(Source data)
*** Begin section ***

PR #5913, opened 2020-02-18
 Fix y-flip issues in the pipeline

phi-lira:
### Purpose of this PR
- Handle camera matrices in URP side. Pre-work for Pure XR SDK.
- Fix y-flip issue when sampling depth texture and not rendering to render texture [case 1225362](https://issuetracker.unity3d.com/issues/game-object-is-rendered-incorrectly-in-the-game-view-when-sampling-depth-texture)
- Added support to 8 MSAA in Copy Depth

### Comments to reviewers
  All this weird y-flip logic handling is only required because we use CommandBuffer.Blit and CommandBuffer.SetViewProjectionMatrices. There is already another PR to remove this logic, but until then we fix it by adding a scale + bias on copy depth shader to unflip depth texture when rendering to RT.

---
### Testing status
**Manual Tests**: 
 - Tested all combinations of (depth-prepass, depth copy) vs (render texture, screen) in newly added test scene 126 that samples depth. 
 - Tested with all the examples of UniversalRenderingExamples
 - Tested with BoatAttack
 - Tested with DX11 and OpenGL (no y-flip)
 - Tested XR rendering using GfxStereoTest.

**Automated Tests**: 

- Added test scene 126 that tests sampling depth texture. The scene was added to both Graphics and GraphicsStereo Tests.

126_SampleDepth

126_SampleDepth

 - Added a script to GfxStereo tests to copy reference images to right folder (CopyImageToReferenceFolder.cs)

Yamato: https://yamato.prd.cds.internal.unity3d.com/jobs/78-ScriptableRenderPipeline/tree/universal%252Fbugfix%252Fflipdepth/.yamato%252Fupm-ci-abv.yml%2523all_project_ci_fast-2020.1/1475841/job

### Comment to Reviewers
 - Moved the `RenderingData.resolveFinalTarget` to `CameraData.resolveFinalTarget`. This setting should be per-camera at it actually makes logic simpler.
 - Removed unused ScreenSpaceShadowResolvePass
 - VFXManager.ProcessCameraCommand now reuses command buffer instead of creating a local one.


com.unity.render-pipelines.universal/Shaders/Utils/CopyDepthPass.hlsl
```diff
@@ -63,9 +67,33 @@ Varyings vert(Attributes input)
     #define DEPTH_OP max
 #endif
 
+half4 _ScaleBiasRT;
+
 float SampleDepth(float2 uv)
 {
-#ifdef _DEPTH_NO_MSAA
+    // Currently CopyDepthPass.cs uses cmd.Blit() that sets implicitly a projeciton matrix with y-flip
```
ellioman: typo => projeciton

com.unity.render-pipelines.universal/Runtime/ForwardRenderer.cs
```diff
@@ -242,6 +242,13 @@ public override void Setup(ScriptableRenderContext context, ref RenderingData re
             if (!requiresDepthPrepass && renderingData.cameraData.requiresDepthTexture && createDepthTexture)
             {
                 m_CopyDepthPass.Setup(m_ActiveCameraDepthAttachment, m_DepthTexture);
+
+                // TODO: This logic is only required because we use cmd.Blit() that handles y-flip in weird situations
+                // Remove it once we remove cmd.Blit();
+                // Check: Does stereo always flip as it's rendering to camera eye RT?
+                bool hasFlip = SystemInfo.graphicsUVStartsAtTop &&
+                    (cameraData.isStereoEnabled || cameraData.targetTexture != null || m_ActiveCameraColorAttachment.Identifier() != BuiltinRenderTextureType.CameraTarget);
```
thomas-zeng: XR eye target is a backbuffer type. so stereo doesn't flip for the most of the case. However, the provider could control this through VR flip flag that is not exposed in URP. 
For XRSDK, that flag is always y-flip off. For legacy XR that 19.3 supports, it is more complicated.

thomas-zeng: My question is:
CopyDepth is blitting from m_ActiveCameraDepthAttachment to m_DepthTexture. However, we are checking camera's final target and `m_ActiveCameraColorAttachment ` to figure out y-flip. These two don't really connect. Am I missing something?

phi-lira:
@thomas-zeng since now copy depth is not used in stereo and we plan to fix it with Pure XR SDK, is it ok to fix it in next PR?

phi-lira:
@thomas-zeng @DennisDeRykeUnity I added an automated test scene for both graphics and graphics stereo tests. I tested with double wide, copy depth works in XR correctly when using double wide (single pass?). I don't know how to test other XR modes in 2020.1 as the settings have moved so I'm not sure about MultiPass and Single Pass Instanced.

phi-lira:
@thomas-unity for a next PR, if you want to handle copy depth for XR using DrawProcedural, it's fine to do it and add a shader variant that handles blit with VertexID.

com.unity.render-pipelines.universal/Runtime/Passes/RenderObjectsPass.cs
```diff
@@ -89,29 +89,31 @@ public override void Execute(ScriptableRenderContext context, ref RenderingData
...
-                cmd.Clear();
+                if (cameraData.isStereoEnabled)
+                    Debug.LogWarning("RenderObjects pass is configured to override camera matrices. While rendering in stereo camera matrices cannot be overriden.");
 
-                if (m_CameraSettings.overrideCamera)
+                if (m_CameraSettings.overrideCamera && !cameraData.isStereoEnabled)
                 {
                     Matrix4x4 projectionMatrix = Matrix4x4.Perspective(m_CameraSettings.cameraFieldOfView, cameraAspect,
                         camera.nearClipPlane, camera.farClipPlane);
+                    projectionMatrix = GL.GetGPUProjectionMatrix(projectionMatrix, cameraData.resolveFinalTarget);
```
thomas-zeng: We should add some comments here. We are making an assumption here that RenderObjectPass renders to RenderTexture type when resolveFinalTarget is true. For camera stacking case, only the last camera has resolveFinalTarget true, which means all previous cameras have resolveFinalTarget false (GetGPUProjectionMatrix won't do y-flip). If previous cameras are using intermediate textures, that could cause y-flip issues.

com.unity.render-pipelines.universal/Runtime/ScriptableRenderer.cs
```diff
@@ -421,6 +407,66 @@ void SetCameraRenderState(CommandBuffer cmd, ref CameraData cameraData)
...
+                zBufferParams.x = -zBufferParams.x;
+                zBufferParams.w += zBufferParams.z;
+                zBufferParams.z = -zBufferParams.z;
+            }
+
+            // -1.0 if flipped projection, 1.0 otherwise
+            // projection is flipped when rendering to a render texture in non OpenGL platforms
+            // this is because Unity uses bottom left coordinate system for uv (OpenGL convention)
+            // final blit pass will un-flip it when rendering to screen
+            float projectionFlipSign = RenderingUtils.GetProjectionFlipSign(cameraData.projectionMatrix);
```
thomas-zeng: Engine injects y-flip to projection matrix and VP matrix internally when SetRenderTarget.
Seems to me this flipsign could get out of sync with projection/VP matrix. Should we update flipSign in URP SetRenderTarget to keep SRP and core in sync? Otherwise, using projectionParams.x in shader could have y-flip issues.

phi-lira: this is `cameraData.projecitonMatrix` is URP only (maybe you are confusing with camera.projecitonMatrix that gets changed by SetRenderTarget?)

Either way, I'll change this because this is not a good method to check this. We could have cases the y is negative and projection is not flipped, f.ex, camera is upside down / 180deg rotation.

com.unity.render-pipelines.universal/Runtime/Passes/RenderObjectsPass.cs
phi-lira: Indeed. Thanks for catching this.

phi-lira: Fix submitted in d085abc

com.unity.render-pipelines.universal/Runtime/ScriptableRenderer.cs
phi-lira: Fix submitted in 
1e5b0fd

phi-lira:
Heads up. I've found issues by managing the camera matrices in URP, basically the same issues you had @thomas-zeng .

If we use same variable names unity_MatrixVP /  glstate_projection_matrix, Unity will override then and in some situations cause flip the already flipped matrix :tableflip:

If we use new name to avoid overriding then any cmd.Blit will stop working and we have no way to guarantee we are breaking user custom render passes.

phi-lira:
bors try+

com.unity.render-pipelines.universal/Runtime/Passes/RenderObjectsPass.cs
```diff
@@ -89,29 +89,31 @@ public override void Execute(ScriptableRenderContext context, ref RenderingData
             CommandBuffer cmd = CommandBufferPool.Get(m_ProfilerTag);
             using (new ProfilingScope(cmd, m_ProfilingSampler))
             {
-                context.ExecuteCommandBuffer(cmd);
-                cmd.Clear();
+                if (cameraData.isStereoEnabled)
```
thomas-zeng: Should be if (m_CameraSettings.overrideCamera && cameraData.isStereoEnabled) check
We want to support RenderObjectPass in XR for cases like rendering different layers of the scene. The only case XR not supporting is overriding view projection matrix related data.

com.unity.render-pipelines.universal/Runtime/UniversalRenderPipeline.cs
```diff
@@ -585,10 +561,30 @@ static void InitializeAdditionalCameraData(Camera camera, UniversalAdditionalCam
             cameraData.postProcessEnabled &= SystemInfo.graphicsDeviceType != GraphicsDeviceType.OpenGLES2;
 
             cameraData.requiresDepthTexture |= cameraData.isSceneViewCamera || CheckPostProcessForDepth(cameraData);
+            cameraData.resolveFinalTarget = resolveFinalTarget;
+
+            cameraData.requiresIntermediateRenderTexture = RenderingUtils.RequiresIntermediateRenderTexture(ref cameraData);
+            cameraData.requiresFlip = SystemInfo.graphicsUVStartsAtTop && (cameraData.requiresIntermediateRenderTexture || camera.targetTexture != null);
```
thomas-zeng: There are corner cases for this requiresFlip.
For cases where requiresIntermediateRenderTexture is false, there are still render passes needs requiresFlip to be true.
Both ShadowPass and ColorLut pass are rendering to RenderTexture type and need to have requiresFlip true.
There are cases in the user's custom passes where renderpass target is a render texture type. Those passes require y-flip if they want to use projection matrix related data.

com.unity.render-pipelines.universal/Runtime/UniversalRenderPipelineCore.cs
```diff
@@ -44,14 +43,49 @@ namespace UnityEngine.Rendering.Universal
...
+        }
+
+        /// <summary>
+        /// Return the device projection matrix. This contains platform specific changes to handle y-flip and reverse z.
+        /// For more info on platform differences check: https://docs.unity3d.com/Manual/SL-PlatformDifferences.html
+        /// </summary>
+        /// <returns></returns>
+        public Matrix4x4 GetDeviceProjectionMatrix()
+        {
+            return GL.GetGPUProjectionMatrix(m_ProjectionMatrix, requiresFlip);
```
thomas-zeng: See comments above, 
When URP is configured to not using intermediate texture(drawing directly to the backbuffer), GetDeviceProjectionMatrix will return the wrongly y-flipped projection matrix for passes that renders to render texture(eg, shdaow, colorLut, etc..).

com.unity.render-pipelines.universal/Runtime/UniversalRenderPipeline.cs
phi-lira: Hm, maybe I should rename this and make more comments?

`requiresFlip` basically means: What's the orientation of the camera textures (_CameraColorTexture and _CameraDepthTexture). This should only matter when I'm actually reading from those texture in a blit context (CopyDepth, CopyColor) as I need to guarantee that we keep the `same orientation` as source texture, otherwise all shaders will not work consistently. In other words. If we could use actual `CommandBuffer.CopyTexture`, we would not need this at all as we would just copy resource and have same orientation.

In short:
 - requiresFlip tells camera texture (source texture in a blit context) is flipped or not. It should only matter for render passes "copying" camera texture. Nothing else.
 - _ProjectionParam.x tells if current pass projection matrix is flipped or not. It matters if you are reading ANY texture as input (but not when copying as blit). `Color Grading` pass should use `_ProjectionParams.x` https://docs.unity3d.com/Manual/SL-PlatformDifferences.html

So maybe we should rename `requiresFlip` to `cameraProjectionIsFlipped`?

com.unity.render-pipelines.universal/Runtime/UniversalRenderPipelineCore.cs
phi-lira: No. This is camera projection matrix, not per-pass. This projection matrix is set once per-frame and doesn't change. If it helps this is `unity_CameraProjection` not `unity_MatrixVP`. (well, technically it's also unity_MatrixVP `only` for the passes rendering to camera target).

phi-lira: From the API standpoint this is accessed as `cameraData.GetDeviceProjectionMatrix()` so it should be clear to client code this is camera projection matrix, not per-pass projection matrix.

com.unity.render-pipelines.universal/Runtime/UniversalRenderPipeline.cs
phi-lira: Another fun note. This is only required for copy depth because we don't create an intermediate render texture for copying depth. Then we end up in a situation that source depth might be generated in one orientation or the other. In theory, now we could `remove` the condition to require intermediate texture for `opaqueColorPass` if we apply the same logic to `CopyColor` pass. This will help VR performance IMO.

phi-lira:
bors try+

com.unity.render-pipelines.universal/Runtime/Passes/RenderObjectsPass.cs
phi-lira: Fix submitted in 
9924984

com.unity.render-pipelines.universal/Runtime/UniversalRenderPipelineCore.cs
```diff
@@ -44,14 +43,49 @@ namespace UnityEngine.Rendering.Universal
...
+        {
+            return m_ProjectionMatrix;
+        }
+
+        /// <summary>
+        /// Return the camera device projection matrix. This contains platform specific changes to handle y-flip and reverse z.
+        /// For more info on platform differences check: https://docs.unity3d.com/Manual/SL-PlatformDifferences.html
+        /// </summary>
+        /// <returns></returns>
+        public Matrix4x4 GetDeviceProjectionMatrix()
```
thomas-zeng: I think we should make this private because we need to revisit this logic in Pure XRSDK. XR projection could be stereo projection.

com.unity.render-pipelines.universal/Runtime/UniversalRenderPipelineCore.cs
```diff
@@ -44,14 +43,49 @@ namespace UnityEngine.Rendering.Universal
...
+        public Matrix4x4 GetViewMatrix()
+        {
+            return m_ViewMatrix;
+        }
+
+        /// <summary>
+        /// Returns the camera projection matrix.
+        /// </summary>
+        /// <returns></returns>
+        public Matrix4x4 GetProjectionMatrix()
```
thomas-zeng: I think we should make this private because we need to revisit this logic in Pure XRSDK. XR projection could be stereo projection.

com.unity.render-pipelines.universal/Runtime/UniversalRenderPipelineCore.cs
```diff
@@ -44,14 +43,49 @@ namespace UnityEngine.Rendering.Universal
...
+        {
+            m_ViewMatrix = viewMatrix;
+            m_ProjectionMatrix = projectionMatrix;
+        }
+
+        /// <summary>
+        /// Returns the camera view matrix.
+        /// </summary>
+        /// <returns></returns>
+        public Matrix4x4 GetViewMatrix()
```
thomas-zeng: I think we should make this private because we need to revisit this logic in Pure XRSDK. XR view could be stereo view.

com.unity.render-pipelines.universal/Runtime/UniversalRenderPipelineCore.cs
```diff
@@ -64,6 +98,21 @@ namespace UnityEngine.Rendering.Universal
...
+        /// </summary>
+        public bool requiresIntermediateRenderTexture;
+
+        /// <summary>
+        /// True if the camera device projection matrix is flipped. This happens when the pipeline is rendering
+        /// to a render texture in non OpenGL platforms. If you are doing a custom Blit pass to copy camera textures
+        /// (_CameraColorTexture, _CameraDepthAttachment) you need to check this flag to know if you should flip the
+        /// matrix when rendering with for cmd.Draw* and reading from camera textures.
+        /// </summary>
+        public bool isDeviceProjectionMatrixFlipped;
```
thomas-zeng: If we move GetDeviceProjectionMatrix to private, this field should also be private.

com.unity.render-pipelines.universal/Runtime/UniversalRenderPipelineCore.cs
phi-lira: I could make this internal, but do we really need to?

We need to provide API for users that is not stereo aware and this should not be an issue to support stereo in the future. We can either add overload for stereo or make this method take a default parameter for eyeIndex like so: 
`public Matrix4x4 GetViewMatrix(int eyeIndex = 0)`

This is the reason I made these `functions` instead of `properties`. When we add stereo we just need to add overload and change the the data below to be an array of eye. Another good thing about this is that we can handle MultiPass stereo for users as the camera data knows the camera eyeIndex (I have a task to merge this PR for multi pass) https://github.com/Unity-Technologies/ScriptableRenderPipeline/pull/5337/files

This is the same pattern we use for all functions that need stereo specific:
f.ex, `Camera.TryGetGetCullingParameters` has overload for stereo methods.

The matrix data is private to the CameraData, it's just the function that's public.
```
Matrix4x4 m_ViewMatrix;
Matrix4x4 m_ProjectionMatrix;
```

phi-lira:
I've moved the `RequiresIntermediateRendeTexture` back to ForwardRenderer (private). I had to make some changes to expose the ScriptableRenderer so we get the information if the pipeline is rendering to texture or not.

com.unity.render-pipelines.universal/Runtime/UniversalRenderPipelineCore.cs
thomas-zeng: Thanks for the details! I think this makes sense.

*** End section ***

**Description of the task**
Each line of the entries holding the string "users" should be found and copied.

**Exercise result**
We need to provide API for users that is not stereo aware and this should not be an issue to support stereo in the future. We can either add overload for stereo or make this method take a default parameter for eyeIndex like so: 
This is the reason I made these `functions` instead of `properties`. When we add stereo we just need to add overload and change the the data below to be an array of eye. Another good thing about this is that we can handle MultiPass stereo for users as the camera data knows the camera eyeIndex (I have a task to merge this PR for multi pass) https://github.com/Unity-Technologies/ScriptableRenderPipeline/pull/5337/files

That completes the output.